PR #188, opened 2020-03-02
Neatdtrrules.hk

hkong:
Updated NEAT CQL and questionaire


plarocque4:
The changes in this PR will now be moved to the CDS-Library repo where all of the rule set files (CQL & FHIR Resources) now belong.

PR #200, opened 2020-05-04
[729] Get new DRLS branch working with Logica Health - Connectathon

plarocque4:
Update inserted link to work through a proxied web server.

### DIFF
--- a/server/src/main/java/org/hl7/davinci/endpoint/Utils.java
+++ b/server/src/main/java/org/hl7/davinci/endpoint/Utils.java
@@ -9,21 +9,24 @@ public class Utils {
 
   public static URL getApplicationBaseUrl(HttpServletRequest request) {
     try {
-      // grab the forwarded values if they are not null
-      String serverName = ((request.getHeader(HttpHeaders.X_FORWARDED_HOST) != null) ? request.getHeader(HttpHeaders.X_FORWARDED_HOST) : request.getServerName());
-      String scheme = ((request.getHeader(HttpHeaders.X_FORWARDED_PROTO) != null) ? request.getHeader(HttpHeaders.X_FORWARDED_PROTO) : request.getScheme());
-      int port = ((request.getHeader(HttpHeaders.X_FORWARDED_PORT) != null) ? Integer.parseInt(request.getHeader(HttpHeaders.X_FORWARDED_PORT)) : request.getServerPort());
       URL url = null;
 
-      // grab the last forwarded url
-      String[] serverParts = serverName.split(", ");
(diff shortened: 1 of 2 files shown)


server/src/main/java/org/hl7/davinci/endpoint/Utils.java
```diff
@@ -3,12 +3,29 @@
...
     try {
-      URL url = new URL(request.getScheme(), request.getServerName(), request.getServerPort(), request.getContextPath());
+      // grab the forwarded values if they are not null
+      String serverName = ((request.getHeader(HttpHeaders.X_FORWARDED_HOST) != null) ? request.getHeader(HttpHeaders.X_FORWARDED_HOST) : request.getServerName());
+      String scheme = ((request.getHeader(HttpHeaders.X_FORWARDED_PROTO) != null) ? request.getHeader(HttpHeaders.X_FORWARDED_PROTO) : request.getScheme());
+      int port = request.getServerPort();
+      URL url = null;
+
+      // grab the last forwarded url
+      String[] serverParts = serverName.split(", ");
```
hossenlopp, line 19: Do we know that there are multiple forwarded hosts? This should definitely work fine if there is just one.

server/src/main/java/org/hl7/davinci/endpoint/Utils.java
```diff
@@ -3,12 +3,29 @@
...
+      serverName = serverParts[serverParts.length - 1];
+
+      // set the port if not the default http port (80)
+      if (port != 80) {
```
hossenlopp, line 23: I think using the port coming from `request.getServerPort()` may be problematic. When there is no proxy in front of CRD, it's fine. But I think we may need to look for a port in `X-Forwarded-Host` or `X-Forwarded-Port` to find the real port that the request went to. request.getServerPort() is probably going to be the port the proxy server reached CRD at.

plarocque4: The port was set properly on logicahealth when I tried this before. I will look into the X-Forwarded-Port though.

hossenlopp: Ah. So we are running it at 80 and the logicahealth stuff is proxying https requests at standard 443 to us at 80?

plarocque4: Yes, that is correct.

plarocque4:
I have updated to use the X_FORWARDED_PORT if available but it is not set on LogicaHealth.

PR #201, opened 2020-05-07
DMEERX-739 - update capability statement for order-sign and order-select

lpdecelles:
Added order-sign and order-select to capability statement


plarocque4:
I think we need to update the capability statement for STU3 as well.

plarocque4:
I feel silly for missing this, thanks for fixing!

lpdecelles:
@plarocque4 did we do this STU 3 also?

plarocque4:
> @plarocque4 no worries, it not a big deal. Did we do this STU 3 also?

Yes, we support all four of them for STU3 as well.

lpdecelles:
I have made the same fix for STU 3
━━━━━━━━
**AIM OF THE EXERCISE**
Report the number of lines in the listing that hold the string "statement", and nothing else.

**WRITTEN SOLUTION**
3